Task item: Take the entries below and print, exactly, the stretch from the line containing "### Solution" through the line containing "a bit time-consuming.", both included.

#####

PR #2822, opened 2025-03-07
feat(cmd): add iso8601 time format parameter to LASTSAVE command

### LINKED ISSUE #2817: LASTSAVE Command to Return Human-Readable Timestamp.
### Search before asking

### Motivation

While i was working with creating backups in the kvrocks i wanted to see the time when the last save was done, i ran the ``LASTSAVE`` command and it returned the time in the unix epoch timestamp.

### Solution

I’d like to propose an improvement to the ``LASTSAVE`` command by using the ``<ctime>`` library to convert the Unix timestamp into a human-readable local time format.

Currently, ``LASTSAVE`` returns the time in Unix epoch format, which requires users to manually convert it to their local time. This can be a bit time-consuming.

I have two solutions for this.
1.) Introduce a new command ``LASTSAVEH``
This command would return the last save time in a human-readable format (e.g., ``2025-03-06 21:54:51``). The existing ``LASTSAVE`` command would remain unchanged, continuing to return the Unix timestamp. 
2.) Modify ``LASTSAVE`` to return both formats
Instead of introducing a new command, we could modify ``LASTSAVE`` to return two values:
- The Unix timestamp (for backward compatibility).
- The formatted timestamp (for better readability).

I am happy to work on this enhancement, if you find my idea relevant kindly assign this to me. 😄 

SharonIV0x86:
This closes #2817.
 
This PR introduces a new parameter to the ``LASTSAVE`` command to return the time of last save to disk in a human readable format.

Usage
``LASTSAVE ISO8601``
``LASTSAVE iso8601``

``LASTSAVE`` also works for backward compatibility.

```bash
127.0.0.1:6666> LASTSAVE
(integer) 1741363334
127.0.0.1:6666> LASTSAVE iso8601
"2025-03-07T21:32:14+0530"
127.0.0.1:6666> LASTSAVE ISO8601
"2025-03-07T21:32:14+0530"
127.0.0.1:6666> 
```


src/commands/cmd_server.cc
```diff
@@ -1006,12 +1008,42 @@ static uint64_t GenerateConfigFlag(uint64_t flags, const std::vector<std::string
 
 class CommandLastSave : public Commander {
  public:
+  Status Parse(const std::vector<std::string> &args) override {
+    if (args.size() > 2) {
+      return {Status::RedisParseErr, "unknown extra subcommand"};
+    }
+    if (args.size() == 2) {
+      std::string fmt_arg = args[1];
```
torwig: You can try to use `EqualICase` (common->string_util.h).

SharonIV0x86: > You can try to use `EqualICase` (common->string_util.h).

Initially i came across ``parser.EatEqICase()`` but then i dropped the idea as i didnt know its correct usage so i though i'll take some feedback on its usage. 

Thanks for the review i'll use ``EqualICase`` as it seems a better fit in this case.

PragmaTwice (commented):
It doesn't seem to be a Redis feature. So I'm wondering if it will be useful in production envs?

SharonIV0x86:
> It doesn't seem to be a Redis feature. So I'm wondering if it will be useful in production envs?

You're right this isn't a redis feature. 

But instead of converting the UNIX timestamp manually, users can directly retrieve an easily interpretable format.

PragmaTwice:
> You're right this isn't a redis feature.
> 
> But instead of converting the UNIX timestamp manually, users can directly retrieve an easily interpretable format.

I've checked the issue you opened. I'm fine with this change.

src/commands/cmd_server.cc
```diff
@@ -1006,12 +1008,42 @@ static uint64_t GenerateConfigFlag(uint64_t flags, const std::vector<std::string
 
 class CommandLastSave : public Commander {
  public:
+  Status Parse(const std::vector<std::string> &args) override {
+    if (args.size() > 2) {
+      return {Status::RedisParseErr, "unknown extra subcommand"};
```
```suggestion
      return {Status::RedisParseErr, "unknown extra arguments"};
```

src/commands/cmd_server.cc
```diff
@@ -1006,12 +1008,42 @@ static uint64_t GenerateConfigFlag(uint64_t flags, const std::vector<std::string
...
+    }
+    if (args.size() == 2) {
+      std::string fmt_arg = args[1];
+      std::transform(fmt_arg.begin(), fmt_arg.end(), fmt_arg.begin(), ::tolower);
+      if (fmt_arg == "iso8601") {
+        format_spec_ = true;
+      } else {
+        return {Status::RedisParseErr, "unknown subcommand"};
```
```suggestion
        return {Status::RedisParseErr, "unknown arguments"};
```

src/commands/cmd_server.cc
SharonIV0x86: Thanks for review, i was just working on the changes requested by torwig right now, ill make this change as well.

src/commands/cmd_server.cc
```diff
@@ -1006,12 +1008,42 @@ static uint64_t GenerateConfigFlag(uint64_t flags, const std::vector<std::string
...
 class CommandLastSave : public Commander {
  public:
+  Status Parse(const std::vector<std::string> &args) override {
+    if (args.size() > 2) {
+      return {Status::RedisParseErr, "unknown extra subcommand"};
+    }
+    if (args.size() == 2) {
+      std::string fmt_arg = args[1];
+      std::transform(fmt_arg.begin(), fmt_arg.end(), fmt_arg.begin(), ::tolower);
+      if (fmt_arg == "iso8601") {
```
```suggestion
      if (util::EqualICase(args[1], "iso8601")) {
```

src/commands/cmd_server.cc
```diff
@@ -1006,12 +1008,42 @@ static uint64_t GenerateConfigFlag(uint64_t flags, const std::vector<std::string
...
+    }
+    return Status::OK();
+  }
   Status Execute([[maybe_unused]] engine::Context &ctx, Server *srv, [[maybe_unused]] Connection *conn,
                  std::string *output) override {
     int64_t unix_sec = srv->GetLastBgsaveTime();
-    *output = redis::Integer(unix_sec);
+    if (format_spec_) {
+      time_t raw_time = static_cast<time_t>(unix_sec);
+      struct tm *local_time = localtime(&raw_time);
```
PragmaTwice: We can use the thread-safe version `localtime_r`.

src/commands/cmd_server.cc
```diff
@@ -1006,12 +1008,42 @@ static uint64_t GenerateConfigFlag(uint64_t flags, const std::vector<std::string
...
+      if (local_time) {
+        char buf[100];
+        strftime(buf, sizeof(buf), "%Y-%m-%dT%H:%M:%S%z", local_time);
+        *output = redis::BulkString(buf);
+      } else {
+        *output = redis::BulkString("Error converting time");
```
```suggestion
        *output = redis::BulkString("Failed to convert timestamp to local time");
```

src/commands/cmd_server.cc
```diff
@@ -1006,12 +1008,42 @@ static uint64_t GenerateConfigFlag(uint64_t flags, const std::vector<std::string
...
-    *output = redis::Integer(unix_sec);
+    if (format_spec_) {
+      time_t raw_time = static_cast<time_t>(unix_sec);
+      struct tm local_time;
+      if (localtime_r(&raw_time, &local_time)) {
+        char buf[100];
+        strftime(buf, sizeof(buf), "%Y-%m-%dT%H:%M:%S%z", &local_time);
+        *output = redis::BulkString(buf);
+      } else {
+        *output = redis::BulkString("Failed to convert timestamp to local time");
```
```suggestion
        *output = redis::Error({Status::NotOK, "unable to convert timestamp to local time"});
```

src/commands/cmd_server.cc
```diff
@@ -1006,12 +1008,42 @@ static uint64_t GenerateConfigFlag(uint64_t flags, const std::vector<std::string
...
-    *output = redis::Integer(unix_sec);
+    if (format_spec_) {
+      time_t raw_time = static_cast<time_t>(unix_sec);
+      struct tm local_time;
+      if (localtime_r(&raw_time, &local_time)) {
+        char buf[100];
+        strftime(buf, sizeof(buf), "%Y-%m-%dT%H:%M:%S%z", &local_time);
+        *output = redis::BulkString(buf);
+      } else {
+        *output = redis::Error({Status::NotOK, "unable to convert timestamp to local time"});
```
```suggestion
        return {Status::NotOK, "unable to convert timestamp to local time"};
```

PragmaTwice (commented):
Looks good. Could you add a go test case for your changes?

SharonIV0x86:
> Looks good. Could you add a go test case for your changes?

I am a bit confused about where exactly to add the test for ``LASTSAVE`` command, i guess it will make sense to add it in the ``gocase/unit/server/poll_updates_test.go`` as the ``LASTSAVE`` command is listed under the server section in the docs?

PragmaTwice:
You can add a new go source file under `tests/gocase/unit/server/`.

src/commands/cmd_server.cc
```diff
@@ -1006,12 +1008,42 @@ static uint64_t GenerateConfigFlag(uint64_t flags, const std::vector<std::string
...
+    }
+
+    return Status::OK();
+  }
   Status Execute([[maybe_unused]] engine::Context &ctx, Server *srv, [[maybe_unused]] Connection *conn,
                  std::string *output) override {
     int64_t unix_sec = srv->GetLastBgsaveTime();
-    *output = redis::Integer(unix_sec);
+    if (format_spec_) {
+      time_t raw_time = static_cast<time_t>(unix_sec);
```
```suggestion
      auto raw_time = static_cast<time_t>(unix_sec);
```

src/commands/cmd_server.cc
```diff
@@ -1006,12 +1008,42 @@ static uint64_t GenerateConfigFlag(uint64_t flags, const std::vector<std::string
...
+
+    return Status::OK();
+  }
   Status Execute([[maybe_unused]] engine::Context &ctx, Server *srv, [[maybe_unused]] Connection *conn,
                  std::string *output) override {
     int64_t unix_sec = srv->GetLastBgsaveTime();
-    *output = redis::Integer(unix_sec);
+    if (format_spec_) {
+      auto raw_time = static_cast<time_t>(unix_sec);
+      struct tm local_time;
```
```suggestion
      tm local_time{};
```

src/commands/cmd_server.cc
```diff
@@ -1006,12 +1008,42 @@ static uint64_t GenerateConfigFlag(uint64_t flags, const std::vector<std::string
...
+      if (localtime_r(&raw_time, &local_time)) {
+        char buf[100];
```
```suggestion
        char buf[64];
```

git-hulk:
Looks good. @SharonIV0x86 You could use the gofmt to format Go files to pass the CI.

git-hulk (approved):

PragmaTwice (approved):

#####

Result of this task:
### Solution

I’d like to propose an improvement to the ``LASTSAVE`` command by using the ``<ctime>`` library to convert the Unix timestamp into a human-readable local time format.

Currently, ``LASTSAVE`` returns the time in Unix epoch format, which requires users to manually convert it to their local time. This can be a bit time-consuming.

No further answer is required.